Michel Olagnon, ingénieur en structures marines et chercheur en océanographie et météorologie à l’Ifremer, spécialiste des vagues scélérates.

Les vagues qu’on dit scélérates portent bien leur surnom : rares, inattendues, très hautes et très abruptes, donc très dangereuses pour les marins. Malgré les études et les mesures statistiques – dont celles des chercheurs de Brest – les conditions de leur formation restent mystérieuses.  

Pour en savoir plus : Anatomie curieuse des vagues scélérates de Michel Olagnon, illustré par Janette Kerr, éditions Quae.

Plus de deux fois plus hautes que les vagues moyennes

Il existe plusieurs types de vagues “hors normes” : les vagues de tsunamis causées par des séismes, celles qui sont dues à des effondrements de terrain et se propagent d’une rive à l’autre d’un lac ou d’un océan – tant que rien n’arrête la vague, elle continue à se propager – et les vagues scélérates. Ces dernières se forment comme la plupart des vagues, sous l’action du vent, à l’occasion des tempêtes. Sauf que leur hauteur va dépasser d’au moins deux fois la taille des vagues moyennes qui les entourent, avec en prime une courbure particulièrement raide. Une vague scélérate n’a donc pas de hauteur minimale ou maximale, c’est une question de rapport de dimension. C’est là qu’intervient le caractère “inattendu” de la vague scélérate. 

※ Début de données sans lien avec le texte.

PR #286, opened 2023-11-25
Fix Level Designer bugs

Koopa1018:
# Description of changes
Fixes most of the bugs I could find in the Level Designer after the 4.1 merge. Since the LD didn't run in build 0.1.6.alpha, I had no idea what was from 4.1 or not--so I just fixed everything I ran across.

Changes include:
- Comment, typehint, and name-clarify everything I touch, as usual.
- UI refactors to get everything working again, and hopefully more future-proof too.
- Several LD-exclusive scripts were moved into the LD script folder.
- Item panel's scroll area was changed to use a Godot native ScrollArea node. My eventual plan is to switch many LD widgets to native Godot nodes, but making the switch for this one actually fixed bugs--so I did it now instead of waiting for next PR. Note that because formatting graphics for the new system is outside the scope of this PR, the new scrollbar still uses Godot's built-in theme.
- Now all items can be added without crashing on play.
- Rotating blocks unexpectedly now show up in the items list. (They have no icon and can't be placed, but they do show up!)
- The "Open Level" dialog now acts like an open dialog instead of a save dialog. Before, selecting a level would confirm overwrite before it could open it!
- The glow shader was substantially rewritten to avoid deforming at high outline thicknesses. This change has had knock-on effects throughout the project; only _most_ of the bugs introduced have been fixed thus far.
- Fixed a bug where the LD music would jump to near-silent at the start of fading out.

# To do before review:
- [x] ~~As mentioned earlier, one bug remains in the glow shader...the pause menu's shine icon has an outline which extends too far on two sides.~~ Going to deal with this separately, as #289.
- [x] In addition, item selection still needs to _account_ for the new glow shader. Currently, selecting items from multiple atlases will cause some selected objects to bug out or even become invisible.
- [x] Is Hermes meant to animate while moving forwards? (EDIT: Shima says no, only when turning. This is the current behavior, so we're good.)
- [x] I've been keeping my to-do list in a text file at the project's root. Best to delete that before we merge.

# Out of scope for this PR:
- The serializer's condition has improved, but loading is still broken in multiple cases. We agreed on Discord that it would be better to build a new, more maintainable serializer than to fix the current one. That's a project unto itself.
- The item pane scrollbar still uses the Godot default theme. Graphics changes are out of scope for this PR, and scrollbars in particular will require custom draw code to look the same as they did before.

# Issue(s)
No GitHub issues, but these bugfixes are needed for LD work to begin in earnest.


Koopa1018:
@GTcreyon @jaschutte poke

GTcreyon:
> poke

Sorry for the delay. I'll get on this soon.

classes/solid/log/log.gd
```diff
@@ -5,4 +5,4 @@ extends StaticBody2D
 
 func set_disabled(val):
 	disabled = val
-	set_collision_layer_value(0, 0 if val else 1)
+	set_collision_layer_value(1, 0 if val else 1)
```
GTcreyon, line 8: Check #291 for conflicts.

classes/solid/telescoping/telescoping.gd
```diff
@@ -56,9 +56,9 @@ func set_disabled(val):
 		safety_net = $SafetyNet
 	safety_net.monitoring = !val
 	
-	var carrier_node = get_node(get_path())
```
GTcreyon, line 59: It was like this for a reason. I don't recall why. Either way, this can be made obsolete by standardizing the way the `disabled` flag works, so that we don't need to do this check.

scenes/menus/level_designer/follow_viewport_workaround.gd
```diff
@@ -2,8 +2,10 @@ extends CanvasLayer
 
 # As of godot 3.5, buttons inside of a canvaslayer with follow viewport enabled do not work
 # So this is basically a script which makes the canvaslayer follow the viewport with it still working
+# TODO: Game is on 4.1 now. Check if this is still true.
```
GTcreyon, line 5: No longer applies. This script can be ditched, and Follow Viewport can be safely enabled.

scenes/menus/level_designer/ldui/ld_camera.gd
```diff
@@ -42,12 +44,14 @@ func _process(_delta):
 	if i_right and Input.is_action_pressed("debug"):
 		LD.save_code()
 
-func object_load(id):
-	if !objects_loaded.has(id):
-		objects_loaded[id] = load("res://classes/items/" + str(id) + "/" + str(id) + ".tscn")
-	return objects_loaded[id]
 
 # Disabled this for now as I planned to use left drag for selecting items
```
GTcreyon, line 48: This can go. The planned feature has been implemented.

GTcreyon (changes requested):
Some minor changes requested. Hopefully now that the bulk of the issues are resolved, future PRs will be smaller and easier to review... Really good work, though.

classes/solid/log/log.gd
Koopa1018: Oh, good catch.

classes/solid/telescoping/telescoping.gd
Koopa1018: Same method as #291 seems like a good choice. 

If we're talking standardizing, I'd like to discuss making disabling a bit more granular--so the player always knows they're checking "disable collision" or "disable movement" or "disable interaction" rather than wondering, "does disabling a pipe make it non-solid, or just non-enterable?"

classes/entity/entity.gd
```diff
@@ -101,7 +101,7 @@ func _on_WaterCheck_area_exited(_area):
 func set_disabled(val):
 	disabled = val
 	_preempt_all_node_readies()
-	set_collision_layer_value(0, 0 if val else 1)
+	set_collision_layer_value(3, 0 if val else 1)
```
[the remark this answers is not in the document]
Koopa1018: Not sure I understand what you mean.... You want us to skip setting the collision layer?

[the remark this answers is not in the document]
GTcreyon: Sorry, I wasn't clear. I meant setting `disabled = val` on the *collision shape*, not the root node. Your method of disabling processing (like in the solid class) might make more sense, though.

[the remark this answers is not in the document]
Koopa1018: ahhh, ok. Ties back to standardizing the method, then.

Koopa1018:
Arright, that's all discussions resolved, merge issues resolved, and an extra bug caused by the merge fixed. Ready for merge now?

GTcreyon (approved):
Well-overdue for a merge. Good work!

PR #291, opened 2024-02-23
Generalize solid-object scripts

Koopa1018:
# Description of changes
Renames `log.gd` to `solid_object.gd`, and `big_rock.gd` to `solid_object_mirrorable.gd`. Also moves both of these scripts directly into `classes/solid` out of their subfolders. Neither of these scripts actually has anything specific to rocks or logs--one lets the LD disable a StaticBody2D, the other lets the LD disable _and mirror_ a StaticBody2D. This seems useful for many different solid object types.

# Issue(s)
Minor issue noted during #286.


Koopa1018:
Notes from Discord:
- Forgot to make collision polygons mirror with sprites. Mirrored rocks thus have wrong collision.
- Disabling is bugged, and would be better done via disabling anyway
- Hardcoded `$Sprite2D` node path is not ideal, should be an export variable

classes/solid/solid_object.gd
```diff
@@ -0,0 +1,22 @@
...
+
+@export var disabled = false: set = set_disabled
+
+
+func set_disabled(val):
+	disabled = val
+	
+	# Set the object's process mode as appropriate.
+	# When disable_mode = DISABLE_MODE_REMOVE, this makes the object
+	# non-solid when disabled.
```
GTcreyon, line 18: Very nice approach.

classes/solid/solid_object_mirrorable.gd
```diff
@@ -0,0 +1,90 @@
...
+			child.polygon = flip_points(child.polygon)
+		
+		# Flip collision shapes that can flip.
+		elif child is CollisionShape2D:
+			var shape := (child as CollisionShape2D).shape
+			if changed and mirror:
+				# On becoming mirrored, make a copy of the shape resource
+				# so we can mirror its data without messing up any other users
+				# of the shape resource (yes, the shapes are resources!).
+				shape = shape.duplicate() # Make and store the duplicate...
```
GTcreyon, line 53: I assume Godot will garbage-collect shapes that are no longer in use, to avoid a memory leak?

La vague scélérate, mesurée scientifiquement depuis 1995

Certaines vagues extrêmes peuvent être prévues, comme celles du courant des Aiguilles, le long de la côte Est sud-africaines, qui se forment par la conjonction d’une houle de tempête et de ce courant marin permanent. Mais les vagues scélérates, elles, sont imprévisibles. Dans les zones et au moment où elles surgissent, elles ne devraient pas être aussi hautes ni aussi abruptes, au regard de leurs voisines. 

Pourtant, elles existent bel et bien. Les récits de marins ont de tout temps mentionné des vagues exceptionnelles et monstrueuses, quand les survivants pouvaient témoigner… Dans les années 1970, des plateformes pétrolières présentaient les stigmates bien caractéristiques du choc contre un mur d’eau évalué à 30 mètres de hauteur. Des paquebots et ferries en ont aussi subi.

Mais ce n’est qu’en 1995, sur la plateforme pétrolière Draupner qu’on a pu mesurer scientifiquement une vague scélérate, attestant de la réalité du phénomène.

Prévention contre les vagues scélérates, à défaut de prévision

Terminée la “légende maritime”, place à la science. Michel Olagnon, au départ ingénieur en structures marines pour l‘Ifremer, a fait partie de ces chercheurs qui ont étudié les vagues scélérates. Il s’agissait d’éplucher les statistiques de mesures de vagues pour en définir les caractéristiques, les causes, la fréquence hypothétique et le risque d’en rencontrer (un marin qui navigue toutes sa vie est susceptible d’en croiser au moins une). 

On ne peut cependant toujours pas prévoir les vagues scélérates, parce qu’on ne cerne pas vraiment les conditions de leur formation. On a pu recréer des vagues scélérates en bassin, mais selon plusieurs modèles qui tous fonctionnent. Quel est celui qui est à l’œuvre dans la nature, à savoir dans toutes les mers et tous les océans du globe ? Mystère…
Alors à défaut de prévoir la vague scélérate, on cherche à se prémunir contre ses dégâts : charpente et structure des navires sont désormais conçues pour résister au mieux au choc d’un mur d’eau géant.